I did see that Tim gave up control of the company to his CFO back in 2011. So with a finance person in charge, I'm not surprised they care only about the bottom line, and would use a "KPI" policy to exploit their workers.

@nixCraft thank you for this very relevant for being a librarian that selects books for IT, CompSci, and Engineering programs

@nixCraft
> The programming world was frankly getting a bit predictable for a while.

That's like saying construction is getting a bit boring when people were starting to apply engineering methods to building houses instead of holding up the roof with hope and prayers.
Boring equals professional.
Boring equals process.
What a Muppet.

@nixCraft @briankrebs

That isn’t what he said at all. Might help to read the actual blog post:

https://www.oreilly.com/radar/the-end-of-programming-as-we-know-it/

@nixCraft "source: <now deleted reddit post>"

... and of course it's full of crap.

But because it nicely fits the narrative the pitchforks are already out.

@nixCraft That is a stunning betrayal of the O'Reilly legacy. They used to be the go-to place for great guides on open-source software.
I've bought a medium sized zoo from them over the years.

@nixCraft O'Rly?

@nixCraft doesn't he know that AI crawlers don't pay? Good luck with that business model

@nixCraft Note: MANY commenters on the source say the OP grossly misrepresented Tim's statement, and the post has now been moderated away.

https://www.reddit.com/r/programming/comments/1kimr4a/comment/mrgdrmg

I'm not saying Tim is suddenly a great guy (O'Reilly Media has been going downhill for years,) just that this specific complaint is overblown.

@nixCraft fwiw, commenters on the reddit post appear to think the OP is misinterpreting statements, but the post is awaiting mod approval so I can't see what he actually wrote now?

@nixCraft why would a person who writes books for developers tell people to stop developing?

Isn't pushing for AI use going to decrease the number of books purchased

@nixCraft Well, in this case, I think I'd replace their books also with GenAI ... since Mwta's Llama we all know that copyright and IP are blocking progress ...

So why should I even care paying for their books, when I can have an AI stealing them for me?

@nixCraft @ChanceyFleet That's somewhat funny to hear from the comany whose main income is from publishing books for programmers.
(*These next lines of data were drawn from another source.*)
PR #713, opened 2023-12-19
feature: VisionFive2 PAC for peripheral access

rmsyn:
Uses the [`jh71xx-pac`](https://github.com/rmsyn/jh71xx-pac) library for peripheral access in the `Visionfive2` mainboard.

PR #715, opened 2023-12-22
feature: visionfive2: use `jh71xx-hal` for peripheral access

rmsyn:
Uses the [`jh71xx-hal`](https://github.com/rmsyn/jh71xx-hal) crate for peripheral access, mainly the `UART0` peripheral.

The `jh71xx-hal` is currently a work-in-progress. Most notably, the `interrupt` code around `PLIC` configuration is apparently broken. The GPIO code also requires a big rewrite to match code from other `embedded-hal` implementations.

Depends on the changes in https://github.com/oreboot/oreboot/pull/713

### DIFF
--- a/src/lib/log/src/lib.rs
+++ b/src/lib/log/src/lib.rs
@@ -103,12 +103,7 @@ impl embedded_hal_nb::serial::Error for Error {
     }
 }
 
-#[cfg(not(feature = "jh71xx"))]
 type SerialLogger = dyn Serial<Error = Error>;
-#[cfg(feature = "jh71xx")]
-type SerialLogger = dyn Serial<Error = jh71xx_hal::uart::Error>;
-#[cfg(feature = "jh71xx")]
-impl<UART: jh71xx_hal::uart::Serial> Serial for jh71xx_hal::uart::Uart<UART> {}
 
 #[cfg(feature = "mutex")]
 static LOGGER: spin::Mutex<Option<&'static mut SerialLogger>> = spin::Mutex::new(None);
@@ -125,7 +120,6 @@ impl fmt::Write for SerialLogger {
             }
             block!(self.write(byte)).ok();
         }
-        #[cfg(not(feature = "jh71xx"))]
         block!(self.flush()).ok();
         Ok(())
     }
--- a/src/lib/log/src/lib.rs
+++ b/src/lib/log/src/lib.rs
@@ -121,12 +121,12 @@ impl fmt::Write for SerialLogger {
         for &byte in s.as_bytes() {
             // Inject a carriage return before a newline
             if byte == b'\n' {
-                block!(self.write(b'\r')).unwrap();
+                block!(self.write(b'\r')).ok();
             }
-            block!(self.write(byte)).unwrap();
+            block!(self.write(byte)).ok();
         }
         #[cfg(not(feature = "jh71xx"))]
-        block!(self.flush()).unwrap();
+        block!(self.flush()).ok();
         Ok(())
     }
 }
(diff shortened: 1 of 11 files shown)


rmsyn:
There are some formatting fixes, and a minor build fix needed. Other than that, ready to review.

src/lib/log/src/lib.rs
```diff
@@ -94,16 +94,21 @@ macro_rules! println {
...
 
-impl embedded_hal::serial::Error for Error {
-    fn kind(&self) -> embedded_hal::serial::ErrorKind {
+impl embedded_hal_nb::serial::Error for Error {
+    fn kind(&self) -> embedded_hal_nb::serial::ErrorKind {
         self.kind
     }
 }
 
+#[cfg(not(feature = "jh71xx"))]
```
orangecms, line 106: Is there a chance that we could avoid specific implementations leaking into this library?

rmsyn: We could, but it would require each implementation to have a HAL that implements the `embedded_hal_nb::serial` traits.

The reason I had to rework the trait here is because `jh71xx-hal` already implements these traits. The other `mainboard` implementations do not. I can try to rework things here again, and see if I can avoid conditional compilation. I agree that would be preferable.

rmsyn: We could, but it would require each implementation to have a HAL that implements the `embedded_hal_nb::serial` traits.

The reason I had to rework the trait here is because `jh71xx-hal` already implements these traits. The other `mainboard` implementations do not. I can try to rework things here again, and see if I can avoid conditional compilation.

Implementations should be moved into each `mainboard` SoC implementation. There would still need to be conditional compilation based on which `mainboard` is being compiled, but could use generic type arguments to hide implementation details.

It's also because you define the type alias `SerialLogger` with the concrete `log::Error` type. Then you store a trait object as a mutable static, which prevents supplying a generic argument if we swapped the concrete `log::Error` for a generic type argument.

The design pattern I've seen in most HALs is that an `Error` type is defined per-module implementing each HAL trait.

As a shim placeholder until each `mainboard` SoC has a HAL crate, the `Serial` and `embedded_hal_nb::serial` traits should be implemented for each `mainboard` SoC UART peripherals. Then, we could do single conditional compilation based on the implementation from each module.

src/soc/src/serial.rs
```diff
@@ -0,0 +1,26 @@
...
+impl fmt::Write for dyn Serial<Error = Error> {
+    fn write_str(&mut self, s: &str) -> Result<(), fmt::Error> {
+        for &byte in s.as_bytes() {
+            // Inject a carriage return before a newline
+            if byte == b'\n' {
+                block!(self.write(b'\r')).ok();
+            }
+            block!(self.write(byte)).ok();
+        }
+        #[cfg(not(feature = "jh71xx"))]
```
rmsyn, line 22: Missed removing this when I moved the implementation. Will remove with the next set of edits.

rmsyn:
Moving the `Serial` trait to the `soc` library will require a lot of rework.

Moving the trait causes cyclic dependencies, so it's going to take me more time to think about the required architecture changes.

src/lib/log/src/lib.rs
rmsyn: Alright, I added a wrapper type in `visionfive2/bt0/src/uart` so we can impl the `log::Serial` trait there.

orangecms:
Awesome! 🥳 I'll try this out. looking good :)

orangecms (approved):
Working just fine! :partying_face:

If all the programmers are replaced by Gen Ai, you get the rest.... :)

@nixCraft

Can we just create an alternate AI world for billionaires where they can think they're going to Mars, exploiting workers, making a gazillion dollars?

Meanwhile we normal, mentally-less-damaged people can get back to real world problems and deal with climate change, poverty, wars, etc 👍

@david_chisnall @tizmic @guyjantic @nixCraft @mwl I spent 10x$k on having my manuscript edited and prepared for publication as a “self-published author,” and it was worth it to have a “professional” output. (Releasing next month) But I wish it were easier🙂‍↕️

@nixCraft he also bought into TESCREAL shit, didn’t he?

@nixCraft I beg to disagree, but your interpretation is the sloppiest I've seen in a while. How did you even come to this conclusion? I read the article [1] back-to-back and none of you claims have *any* substance. None, zilch, nada.

[1] T. O’Reilly, “The End of Programming as We Know It,” O’Reilly Media. Accessed: May 11, 2025. [Online]. Available: https://www.oreilly.com/radar/the-end-of-programming-as-we-know-it/

@nixCraft That's so sad, they used to have such good books.